For days, the jacket baked in the heat. No one asked why the hell it was there. A FedEx envelope from my aunt arrived, containing three paper talismans. I burned one and mixed its ashes in a bucket of water, then added a makrut lime and flowers in five colours. In the shower, I tipped the bucket over my head, exclaiming at the cold. I burned and drank the second talisman with water. Like clockwork, I continued to wake up at three in the morning, but to dead silence.

One night it rained heavily. I stepped over the jacket on the way out to fill a prescription. When I returned, the jacket had found its way to the entrance to the building, under cover. I lifted it with a rake and moved it back.

I’d been hoping the jacket would vanish rather than creep back in. My aunt had said that if didn’t disappear, I’d have to take the third paper talisman, hold it above the jacket, move it in three wide circles, then burn it on the road. Then I’d have to pack up the jacket and send it back to the dealer with no return address.

I imagined what it would be like, burning the talisman on the road in front of my flat, behind the ute belonging to builders working on the new duplex opposite.
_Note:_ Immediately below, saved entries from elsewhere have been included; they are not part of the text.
Issue #513, opened 2023-09-04
Iteration Dependence for Whole Kit Row Inconsistency


ok-reza:
### Please describe the problem:

When you engage in adjusting the iteration dependence (fill mode/probability/iteration dependence) the first turn of the encoder changes the value.

### What is the expected behavior?

The first turn of the encoder should actually just display the current value, the proceeding turns will change the value. This would be consistent with how individual note iteration dependence is handled as well as adjusting velocity per note.

### Is there a relevant Pull request?

#384

### What hardware did you reproduce it with?

OLED

### What firmware did you reproduce it with?

nightly

### What is the firmware name:

43800e07

### If possible provide the steps to reproduce the issue and upload additional media:

hold kit row audition pad, turn select encoder once. compare with hold a sequenced note, turn select encoder once.

PR #526, opened 2023-09-07
Fix row iteration dependency and also multinote (white note) iteration dependency

soymonitus:
Fixes https://github.com/SynthstromAudible/DelugeFirmware/issues/513

So it behaves the same way as single note iteration change, in which the first encoder turn just shows the current value, and the next encoder moves actually change the value.

Although the code seems to have lots of changes actually the change was quite simple, it was just a matter to use the same trick that Rohan used for the single-note change, which was checking for:

probabilityValue = .... // get current value

// If editing, continue edit
**if (display->hasPopup()) {
   ..... // the code that actually increases or decreases the probabilityValue and applies it to the notes
}**

displayProbability(probabilityValue, prevBase); // the popup is always painted even if the notes don't change, that's why the first encoder turn doesn't change it, just displays it, and the next encoder turns go into the IF statement

### DIFF
--- a/src/deluge/gui/views/instrument_clip_view.cpp
+++ b/src/deluge/gui/views/instrument_clip_view.cpp
@@ -2161,58 +2161,63 @@ multiplePresses:
 
 		// Decide the probability, based on the existing probability of the leftmost note
 		probabilityValue = editPadPresses[leftMostIndex].intendedProbability & 127;
-		probabilityValue += offset;
-		probabilityValue = std::clamp<int32_t>(probabilityValue, 0, kNumProbabilityValues + kNumIterationValues);
 
-		Action* action = actionLogger.getNewAction(ACTION_NOTE_EDIT, true);
-		if (!action) {
-			return;
-		}
+		// If editing, continue edit
+		if (display->hasPopup()) {
+			Action* action = actionLogger.getNewAction(ACTION_NOTE_EDIT, true);
+			if (!action) {
+				return;
+			}
 
-		// Set the probability of the other presses, and update all probabilities with the actual notes
-		for (int32_t i = 0; i < kEditPadPressBufferSize; i++) {
-			if (editPadPresses[i].isActive) {
+			// Add the offset to the probability
+			probabilityValue += offset;
+			probabilityValue = std::clamp<int32_t>(probabilityValue, 0, kNumProbabilityValues + kNumIterationValues);
 
-				// Update probability
-				editPadPresses[i].intendedProbability = probabilityValue;
+			// Set the probability of the other presses, and update all probabilities with the actual notes
+			for (int32_t i = 0; i < kEditPadPressBufferSize; i++) {
+				if (editPadPresses[i].isActive) {
 
-				int32_t noteRowIndex;
-				NoteRow* noteRow =
-				    getCurrentClip()->getNoteRowOnScreen(editPadPresses[i].yDisplay, currentSong, &noteRowIndex);
-				int32_t noteRowId = getCurrentClip()->getNoteRowId(noteRow, noteRowIndex);
+					// Update probability
+					editPadPresses[i].intendedProbability = probabilityValue;
 
-				ModelStackWithNoteRow* modelStackWithNoteRow = modelStack->addNoteRow(noteRowId, noteRow);
+					int32_t noteRowIndex;
+					NoteRow* noteRow =
+					    getCurrentClip()->getNoteRowOnScreen(editPadPresses[i].yDisplay, currentSong, &noteRowIndex);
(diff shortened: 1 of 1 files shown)


src/deluge/gui/views/instrument_clip_view.cpp
```diff
@@ -2161,59 +2161,64 @@ void InstrumentClipView::adjustProbability(int32_t offset) {
...
+		if (display->hasPopup()) {
+			Action* action = actionLogger.getNewAction(ACTION_NOTE_EDIT, true);
+			if (!action) {
+				return;
+			}
 
-		// Set the probability of the other presses, and update all probabilities with the actual notes
-		for (int32_t i = 0; i < kEditPadPressBufferSize; i++) {
-			if (editPadPresses[i].isActive) {
+			// Add the offset to the probability
```
m-m-adams, line 2172: nit:redundant comment reduces readability

src/deluge/gui/views/instrument_clip_view.cpp
```diff
@@ -2161,59 +2161,64 @@ void InstrumentClipView::adjustProbability(int32_t offset) {
 
 		// Decide the probability, based on the existing probability of the leftmost note
 		probabilityValue = editPadPresses[leftMostIndex].intendedProbability & 127;
-		probabilityValue += offset;
```
m-m-adams, line 2164: the row above this modifies the probability value

src/deluge/gui/views/instrument_clip_view.cpp
```diff
@@ -2816,27 +2821,32 @@ void InstrumentClipView::setRowProbability(int32_t offset) {
...
 
 	uint8_t probabilityValue = noteRow->probabilityValue;
-	bool prevBase = false;
-	// Covers the probabilities and iterations
-	probabilityValue = std::clamp<int32_t>((int32_t)probabilityValue + offset, (int32_t)0,
-	                                       kNumProbabilityValues + kNumIterationValues);
 
-	noteRow->probabilityValue = probabilityValue;
+	// If editing, continue edit
+	if (display->hasPopup()) {
```
m-m-adams, line 2828: Doesn't work - the display always has a popup when audition is held

m-m-adams (changes requested):
Testing on OLED and this is non functional

Root problem is the display of the auditioned note code is a popup. You can test this by holding an audition pad and turning select, note that the value will immediately change.

src/deluge/gui/views/instrument_clip_view.cpp
soymonitus: We need to get the current probability and I think that line is the way of getting it. Then modified by the second line

src/deluge/gui/views/instrument_clip_view.cpp
soymonitus: Yeah I know but I don't know how t bypass that. Ideas?

src/deluge/gui/views/instrument_clip_view.cpp
soymonitus: Ok will delete

src/deluge/gui/views/instrument_clip_view.cpp
soymonitus: Replaced the check of display->hasPopup with a boolean variable check, which is reset at the same time you stop auditioning a row

m-m-adams:
This doesn't scale well. You should make an enum for popup type instead of the bool so it can be reused in other code

soymonitus:
> This doesn't scale well. You should make an enum for popup type instead of the bool so it can be reused in other code

Do you mean like an optional parameter to displayPopup() method which is the type of popup (enum), which if not set, it is considered as .Default or .Unknown or whatever, but could have other values like .EditProbability, etc? same optional parameter for hasPopup() function? if not passed, it checks for the .Default enum type, so the rest of the code is unaffected

m-m-adams:
For example make an enum with (none, general, probability). Accept an argument for the popup type on the popup method that defaults to general. When the popup is dismissed set the state to none. Have hasPopup return state!=none, and add a method getPopupType that returns the underlying value. 

This way if future code also needs to set and check specific popups we don't add more bools

soymonitus:
Added new method hasPopupOfType apart from hasPopup
hasPopup is used when you don't care about the popup type, and hasPopupOfType when you want to check if the popup present is of the specified type.
I also took the opportunity to change the adjustVelocity behavior to match the probability one, where if you don't release the note, the popup is not removed.

soymonitus:
@m-m-adams this is ready for review but I don't remember how to change it from Draft to normal

m-m-adams (approved):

The duplex owners had partially moved in. A porcelain statue of the Virgin Mary gazed out from their front window, spreading her white arms, pitying all.

*

On the last of the seven nights, I woke up as usual. I went to the entrance, turned on the light, and looked out across the lawn.

The jacket sat up. It filled out, as if worn by an invisible person, who proceeded to stand and walk out the front gate, away from the flats. Sleeves swinging, the jacket floated down the curving road until it merged with the night.

‘Jesus Christ,’ I said.

The Virgin Mary across the street, tastefully illuminated, pursed her lips.

I stood there for a while after the jacket had disappeared. Then I went in to find a notebook and sat on the front steps writing until sunrise.

At nine, I met Kazumi for breakfast. The itch was gone.